**Source records:**
== == ==
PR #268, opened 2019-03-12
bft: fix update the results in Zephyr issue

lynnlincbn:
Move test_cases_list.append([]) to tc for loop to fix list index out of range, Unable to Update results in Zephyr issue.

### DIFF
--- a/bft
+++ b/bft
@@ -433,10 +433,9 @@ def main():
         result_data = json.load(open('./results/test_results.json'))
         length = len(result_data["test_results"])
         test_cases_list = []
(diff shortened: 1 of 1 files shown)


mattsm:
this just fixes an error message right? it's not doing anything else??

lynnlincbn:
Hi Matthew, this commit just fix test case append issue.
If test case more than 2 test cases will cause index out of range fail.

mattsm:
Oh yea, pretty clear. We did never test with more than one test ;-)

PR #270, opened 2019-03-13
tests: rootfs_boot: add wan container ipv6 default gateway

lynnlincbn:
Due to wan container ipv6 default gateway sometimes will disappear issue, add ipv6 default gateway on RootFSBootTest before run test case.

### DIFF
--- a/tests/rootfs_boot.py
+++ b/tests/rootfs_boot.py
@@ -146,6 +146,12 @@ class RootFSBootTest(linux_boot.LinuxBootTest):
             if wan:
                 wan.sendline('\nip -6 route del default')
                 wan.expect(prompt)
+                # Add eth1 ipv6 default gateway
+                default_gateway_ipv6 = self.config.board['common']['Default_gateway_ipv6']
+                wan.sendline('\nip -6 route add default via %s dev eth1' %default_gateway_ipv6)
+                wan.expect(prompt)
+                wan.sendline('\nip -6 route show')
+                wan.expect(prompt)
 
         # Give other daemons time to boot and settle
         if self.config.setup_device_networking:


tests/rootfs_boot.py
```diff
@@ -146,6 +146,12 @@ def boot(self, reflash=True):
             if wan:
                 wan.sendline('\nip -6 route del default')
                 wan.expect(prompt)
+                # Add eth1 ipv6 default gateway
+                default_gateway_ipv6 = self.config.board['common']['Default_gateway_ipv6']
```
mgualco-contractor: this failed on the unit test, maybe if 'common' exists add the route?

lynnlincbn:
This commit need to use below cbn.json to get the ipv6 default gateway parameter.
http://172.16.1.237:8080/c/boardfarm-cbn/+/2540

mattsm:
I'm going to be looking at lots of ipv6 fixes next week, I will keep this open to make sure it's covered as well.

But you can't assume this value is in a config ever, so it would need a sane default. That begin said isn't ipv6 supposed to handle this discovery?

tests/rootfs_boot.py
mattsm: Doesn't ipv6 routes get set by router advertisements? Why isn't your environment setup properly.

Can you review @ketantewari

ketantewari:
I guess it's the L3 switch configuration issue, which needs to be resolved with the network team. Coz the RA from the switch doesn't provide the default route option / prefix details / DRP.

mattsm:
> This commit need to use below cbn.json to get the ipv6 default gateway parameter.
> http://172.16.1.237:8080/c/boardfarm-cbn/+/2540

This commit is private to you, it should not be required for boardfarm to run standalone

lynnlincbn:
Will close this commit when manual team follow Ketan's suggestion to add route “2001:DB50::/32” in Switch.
== == ==
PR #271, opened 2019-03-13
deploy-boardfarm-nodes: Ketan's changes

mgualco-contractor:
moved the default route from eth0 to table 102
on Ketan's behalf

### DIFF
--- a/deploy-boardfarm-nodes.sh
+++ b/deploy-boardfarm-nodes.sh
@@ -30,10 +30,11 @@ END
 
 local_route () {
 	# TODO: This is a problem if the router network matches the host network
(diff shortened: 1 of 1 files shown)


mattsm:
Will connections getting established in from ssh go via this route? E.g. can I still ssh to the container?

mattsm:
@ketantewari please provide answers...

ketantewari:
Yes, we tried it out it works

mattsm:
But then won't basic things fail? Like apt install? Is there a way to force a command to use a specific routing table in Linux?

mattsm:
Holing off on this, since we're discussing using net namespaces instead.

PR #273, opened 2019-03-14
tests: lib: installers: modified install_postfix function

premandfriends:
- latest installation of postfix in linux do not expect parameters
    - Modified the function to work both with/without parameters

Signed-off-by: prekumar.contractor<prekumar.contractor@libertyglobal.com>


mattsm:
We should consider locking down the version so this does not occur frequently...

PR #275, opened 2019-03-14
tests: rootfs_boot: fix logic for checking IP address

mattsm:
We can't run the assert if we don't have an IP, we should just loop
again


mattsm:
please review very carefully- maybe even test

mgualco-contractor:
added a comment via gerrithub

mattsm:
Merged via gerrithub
== == ==
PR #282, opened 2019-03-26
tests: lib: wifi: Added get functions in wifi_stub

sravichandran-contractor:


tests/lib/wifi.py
== == ==
**Work item:** Scan the listing and report each line where the word "range" shows up.

**Answer section:**
Move test_cases_list.append([]) to tc for loop to fix list index out of range, Unable to Update results in Zephyr issue.
If test case more than 2 test cases will cause index out of range fail.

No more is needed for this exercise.